Problem requirements:
Within the entries below, find the portion that opens with the line containing "with a bare 30s" and closes with the line containing "rule via its". Retype that portion exactly and only.
*** Opening of Input ***
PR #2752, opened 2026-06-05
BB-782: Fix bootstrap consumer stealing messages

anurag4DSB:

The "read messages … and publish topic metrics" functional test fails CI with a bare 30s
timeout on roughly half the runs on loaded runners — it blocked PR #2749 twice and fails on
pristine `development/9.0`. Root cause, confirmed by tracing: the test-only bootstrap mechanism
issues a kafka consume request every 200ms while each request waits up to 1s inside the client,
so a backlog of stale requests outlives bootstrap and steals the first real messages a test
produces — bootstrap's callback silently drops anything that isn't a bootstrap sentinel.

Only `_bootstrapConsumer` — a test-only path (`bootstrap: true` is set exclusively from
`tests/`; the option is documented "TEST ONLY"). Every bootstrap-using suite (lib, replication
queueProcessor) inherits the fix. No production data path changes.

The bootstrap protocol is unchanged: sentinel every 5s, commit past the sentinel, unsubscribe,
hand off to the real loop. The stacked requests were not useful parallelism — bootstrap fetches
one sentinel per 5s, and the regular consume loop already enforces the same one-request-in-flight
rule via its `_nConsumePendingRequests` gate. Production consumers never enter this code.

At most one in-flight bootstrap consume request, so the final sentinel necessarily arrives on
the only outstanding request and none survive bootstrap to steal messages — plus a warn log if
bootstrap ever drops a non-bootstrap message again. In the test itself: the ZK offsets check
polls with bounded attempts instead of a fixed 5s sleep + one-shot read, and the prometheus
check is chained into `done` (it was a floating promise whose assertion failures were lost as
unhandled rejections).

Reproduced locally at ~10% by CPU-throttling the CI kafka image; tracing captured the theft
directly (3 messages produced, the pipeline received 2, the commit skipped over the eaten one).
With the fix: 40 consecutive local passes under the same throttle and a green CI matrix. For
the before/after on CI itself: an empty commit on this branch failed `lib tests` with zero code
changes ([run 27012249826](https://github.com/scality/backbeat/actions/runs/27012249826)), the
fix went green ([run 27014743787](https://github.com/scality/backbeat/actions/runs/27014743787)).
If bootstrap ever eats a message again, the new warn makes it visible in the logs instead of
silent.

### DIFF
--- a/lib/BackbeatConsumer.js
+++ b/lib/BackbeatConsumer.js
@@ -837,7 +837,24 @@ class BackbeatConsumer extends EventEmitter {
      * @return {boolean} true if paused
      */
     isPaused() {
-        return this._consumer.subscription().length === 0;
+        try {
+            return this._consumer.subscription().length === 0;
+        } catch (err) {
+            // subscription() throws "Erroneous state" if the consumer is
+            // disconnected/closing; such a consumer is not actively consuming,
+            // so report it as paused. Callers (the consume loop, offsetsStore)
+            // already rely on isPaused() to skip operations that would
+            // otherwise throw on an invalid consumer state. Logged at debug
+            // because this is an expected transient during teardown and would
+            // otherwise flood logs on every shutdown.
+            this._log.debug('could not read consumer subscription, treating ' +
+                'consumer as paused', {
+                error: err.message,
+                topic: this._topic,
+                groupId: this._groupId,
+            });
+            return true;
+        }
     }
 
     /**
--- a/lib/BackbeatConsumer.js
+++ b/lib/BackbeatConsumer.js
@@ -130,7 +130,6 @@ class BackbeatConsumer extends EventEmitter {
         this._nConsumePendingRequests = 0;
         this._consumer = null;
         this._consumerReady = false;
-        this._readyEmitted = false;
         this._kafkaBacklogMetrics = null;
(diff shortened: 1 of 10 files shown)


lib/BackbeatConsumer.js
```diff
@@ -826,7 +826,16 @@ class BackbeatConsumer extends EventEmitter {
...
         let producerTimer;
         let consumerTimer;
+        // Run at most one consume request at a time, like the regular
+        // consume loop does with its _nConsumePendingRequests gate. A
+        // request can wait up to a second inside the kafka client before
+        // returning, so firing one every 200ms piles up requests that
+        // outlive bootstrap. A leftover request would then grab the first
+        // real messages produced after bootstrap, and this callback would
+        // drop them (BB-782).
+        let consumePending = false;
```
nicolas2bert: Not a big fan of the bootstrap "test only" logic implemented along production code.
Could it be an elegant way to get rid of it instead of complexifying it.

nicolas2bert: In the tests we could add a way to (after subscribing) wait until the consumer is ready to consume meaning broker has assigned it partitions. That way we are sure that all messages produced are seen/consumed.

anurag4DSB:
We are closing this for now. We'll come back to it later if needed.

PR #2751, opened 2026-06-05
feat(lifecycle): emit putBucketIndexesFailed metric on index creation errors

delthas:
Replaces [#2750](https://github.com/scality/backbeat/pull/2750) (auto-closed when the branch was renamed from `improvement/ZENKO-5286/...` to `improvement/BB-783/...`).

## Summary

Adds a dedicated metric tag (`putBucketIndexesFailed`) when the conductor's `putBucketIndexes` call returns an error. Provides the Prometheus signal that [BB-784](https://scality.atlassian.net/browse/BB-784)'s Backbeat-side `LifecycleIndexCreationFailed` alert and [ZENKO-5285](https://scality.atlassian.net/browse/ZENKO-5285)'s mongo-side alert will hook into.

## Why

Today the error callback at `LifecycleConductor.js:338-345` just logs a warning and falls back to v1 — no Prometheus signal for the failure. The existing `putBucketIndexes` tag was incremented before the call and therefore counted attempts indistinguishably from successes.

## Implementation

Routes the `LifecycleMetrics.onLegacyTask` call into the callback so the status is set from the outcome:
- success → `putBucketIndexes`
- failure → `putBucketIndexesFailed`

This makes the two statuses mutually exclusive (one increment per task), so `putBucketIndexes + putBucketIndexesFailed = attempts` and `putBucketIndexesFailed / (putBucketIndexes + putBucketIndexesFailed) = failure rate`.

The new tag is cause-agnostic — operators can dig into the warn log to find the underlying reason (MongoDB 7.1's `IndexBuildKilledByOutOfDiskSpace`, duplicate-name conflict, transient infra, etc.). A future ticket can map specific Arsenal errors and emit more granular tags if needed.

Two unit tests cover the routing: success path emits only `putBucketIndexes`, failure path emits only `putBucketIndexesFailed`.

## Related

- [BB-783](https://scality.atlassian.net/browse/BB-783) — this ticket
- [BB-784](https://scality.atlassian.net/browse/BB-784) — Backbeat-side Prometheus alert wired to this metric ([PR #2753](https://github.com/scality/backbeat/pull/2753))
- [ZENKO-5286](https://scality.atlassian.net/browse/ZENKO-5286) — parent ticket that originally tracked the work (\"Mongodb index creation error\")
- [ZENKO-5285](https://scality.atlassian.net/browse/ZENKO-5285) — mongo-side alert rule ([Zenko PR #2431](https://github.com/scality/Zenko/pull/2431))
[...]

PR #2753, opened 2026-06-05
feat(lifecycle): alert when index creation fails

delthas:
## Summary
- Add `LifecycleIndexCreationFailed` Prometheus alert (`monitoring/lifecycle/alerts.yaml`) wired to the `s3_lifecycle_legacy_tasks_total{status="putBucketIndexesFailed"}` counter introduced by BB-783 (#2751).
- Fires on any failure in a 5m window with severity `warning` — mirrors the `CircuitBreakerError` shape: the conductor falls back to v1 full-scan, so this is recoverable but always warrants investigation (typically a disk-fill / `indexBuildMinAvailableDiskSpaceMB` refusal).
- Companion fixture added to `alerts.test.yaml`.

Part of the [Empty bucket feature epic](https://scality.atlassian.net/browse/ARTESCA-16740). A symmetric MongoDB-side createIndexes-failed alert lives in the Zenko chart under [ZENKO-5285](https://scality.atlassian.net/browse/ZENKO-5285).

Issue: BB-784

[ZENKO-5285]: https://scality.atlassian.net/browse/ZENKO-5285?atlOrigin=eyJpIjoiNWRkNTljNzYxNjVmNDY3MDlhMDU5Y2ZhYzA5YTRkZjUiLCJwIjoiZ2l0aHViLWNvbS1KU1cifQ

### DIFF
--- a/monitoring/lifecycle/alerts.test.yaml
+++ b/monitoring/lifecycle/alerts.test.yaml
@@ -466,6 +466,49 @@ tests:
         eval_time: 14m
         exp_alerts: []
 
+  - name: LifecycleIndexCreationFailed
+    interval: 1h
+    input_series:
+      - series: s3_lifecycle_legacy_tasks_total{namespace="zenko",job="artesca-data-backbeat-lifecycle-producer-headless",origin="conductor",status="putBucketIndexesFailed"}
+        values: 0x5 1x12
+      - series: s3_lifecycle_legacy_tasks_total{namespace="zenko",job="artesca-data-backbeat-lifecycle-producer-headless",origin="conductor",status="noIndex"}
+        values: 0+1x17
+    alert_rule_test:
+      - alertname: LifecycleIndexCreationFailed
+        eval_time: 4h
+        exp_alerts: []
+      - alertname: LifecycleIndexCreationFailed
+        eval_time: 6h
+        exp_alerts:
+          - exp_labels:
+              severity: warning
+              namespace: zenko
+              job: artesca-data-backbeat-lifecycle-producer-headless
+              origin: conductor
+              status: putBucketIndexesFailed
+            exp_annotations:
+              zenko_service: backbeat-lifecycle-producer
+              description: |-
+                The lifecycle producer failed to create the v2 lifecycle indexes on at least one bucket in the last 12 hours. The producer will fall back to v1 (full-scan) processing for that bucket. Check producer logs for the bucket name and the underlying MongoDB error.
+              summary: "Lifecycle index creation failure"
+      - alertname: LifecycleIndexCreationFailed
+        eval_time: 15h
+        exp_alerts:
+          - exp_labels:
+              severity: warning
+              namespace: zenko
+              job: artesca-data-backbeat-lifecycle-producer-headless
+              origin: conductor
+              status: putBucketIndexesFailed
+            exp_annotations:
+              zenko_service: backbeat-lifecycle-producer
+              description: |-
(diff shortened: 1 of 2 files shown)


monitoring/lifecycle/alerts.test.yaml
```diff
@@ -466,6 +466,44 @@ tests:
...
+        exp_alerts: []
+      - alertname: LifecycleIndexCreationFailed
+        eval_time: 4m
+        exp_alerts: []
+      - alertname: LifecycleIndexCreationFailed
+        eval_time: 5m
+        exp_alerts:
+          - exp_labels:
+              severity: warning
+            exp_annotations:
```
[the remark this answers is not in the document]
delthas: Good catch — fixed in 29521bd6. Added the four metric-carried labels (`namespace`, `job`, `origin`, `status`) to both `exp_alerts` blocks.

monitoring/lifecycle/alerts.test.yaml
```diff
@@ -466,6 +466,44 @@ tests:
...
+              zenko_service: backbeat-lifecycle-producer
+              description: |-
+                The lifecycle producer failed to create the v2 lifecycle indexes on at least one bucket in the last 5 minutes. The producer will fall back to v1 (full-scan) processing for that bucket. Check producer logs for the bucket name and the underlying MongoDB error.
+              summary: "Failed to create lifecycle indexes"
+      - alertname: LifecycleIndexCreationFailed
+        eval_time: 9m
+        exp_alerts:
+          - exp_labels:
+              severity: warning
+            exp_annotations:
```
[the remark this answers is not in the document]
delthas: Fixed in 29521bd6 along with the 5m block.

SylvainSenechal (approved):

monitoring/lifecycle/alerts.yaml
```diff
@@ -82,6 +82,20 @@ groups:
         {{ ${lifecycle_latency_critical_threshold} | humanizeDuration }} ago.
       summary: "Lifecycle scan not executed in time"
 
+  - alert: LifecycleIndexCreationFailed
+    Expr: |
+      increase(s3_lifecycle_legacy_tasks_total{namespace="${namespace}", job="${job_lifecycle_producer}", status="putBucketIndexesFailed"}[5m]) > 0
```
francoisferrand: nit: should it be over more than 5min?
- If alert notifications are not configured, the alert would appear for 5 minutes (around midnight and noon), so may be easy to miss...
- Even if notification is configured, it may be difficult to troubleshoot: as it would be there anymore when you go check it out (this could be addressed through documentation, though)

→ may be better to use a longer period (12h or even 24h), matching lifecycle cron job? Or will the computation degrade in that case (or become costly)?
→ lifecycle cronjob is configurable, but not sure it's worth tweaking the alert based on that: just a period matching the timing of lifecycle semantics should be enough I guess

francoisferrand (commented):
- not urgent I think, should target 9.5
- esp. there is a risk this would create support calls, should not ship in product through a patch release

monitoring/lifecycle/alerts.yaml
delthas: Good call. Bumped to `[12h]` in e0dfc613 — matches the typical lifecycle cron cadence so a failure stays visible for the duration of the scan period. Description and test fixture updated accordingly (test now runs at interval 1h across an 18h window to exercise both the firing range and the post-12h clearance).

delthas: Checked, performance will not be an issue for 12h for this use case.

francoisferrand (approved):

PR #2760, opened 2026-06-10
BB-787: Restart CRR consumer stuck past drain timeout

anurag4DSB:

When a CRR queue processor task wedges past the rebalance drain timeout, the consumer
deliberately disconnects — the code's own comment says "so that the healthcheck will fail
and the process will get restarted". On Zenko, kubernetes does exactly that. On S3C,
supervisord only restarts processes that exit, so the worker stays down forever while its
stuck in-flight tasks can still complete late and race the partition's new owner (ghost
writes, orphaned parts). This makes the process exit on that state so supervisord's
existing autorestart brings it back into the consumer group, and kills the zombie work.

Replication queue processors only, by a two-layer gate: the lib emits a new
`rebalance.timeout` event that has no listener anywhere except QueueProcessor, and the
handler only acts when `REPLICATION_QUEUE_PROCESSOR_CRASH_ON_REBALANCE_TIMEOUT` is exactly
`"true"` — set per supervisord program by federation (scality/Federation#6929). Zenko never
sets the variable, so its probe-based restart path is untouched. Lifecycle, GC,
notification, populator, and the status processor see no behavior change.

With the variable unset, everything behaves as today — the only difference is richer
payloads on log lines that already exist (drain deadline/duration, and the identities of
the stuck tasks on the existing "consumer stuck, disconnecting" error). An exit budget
*** Close of Input ***
Reply to the exercise:
The "read messages … and publish topic metrics" functional test fails CI with a bare 30s
timeout on roughly half the runs on loaded runners — it blocked PR #2749 twice and fails on
pristine `development/9.0`. Root cause, confirmed by tracing: the test-only bootstrap mechanism
issues a kafka consume request every 200ms while each request waits up to 1s inside the client,
so a backlog of stale requests outlives bootstrap and steals the first real messages a test
produces — bootstrap's callback silently drops anything that isn't a bootstrap sentinel.

Only `_bootstrapConsumer` — a test-only path (`bootstrap: true` is set exclusively from
`tests/`; the option is documented "TEST ONLY"). Every bootstrap-using suite (lib, replication
queueProcessor) inherits the fix. No production data path changes.

The bootstrap protocol is unchanged: sentinel every 5s, commit past the sentinel, unsubscribe,
hand off to the real loop. The stacked requests were not useful parallelism — bootstrap fetches
one sentinel per 5s, and the regular consume loop already enforces the same one-request-in-flight
rule via its `_nConsumePendingRequests` gate. Production consumers never enter this code.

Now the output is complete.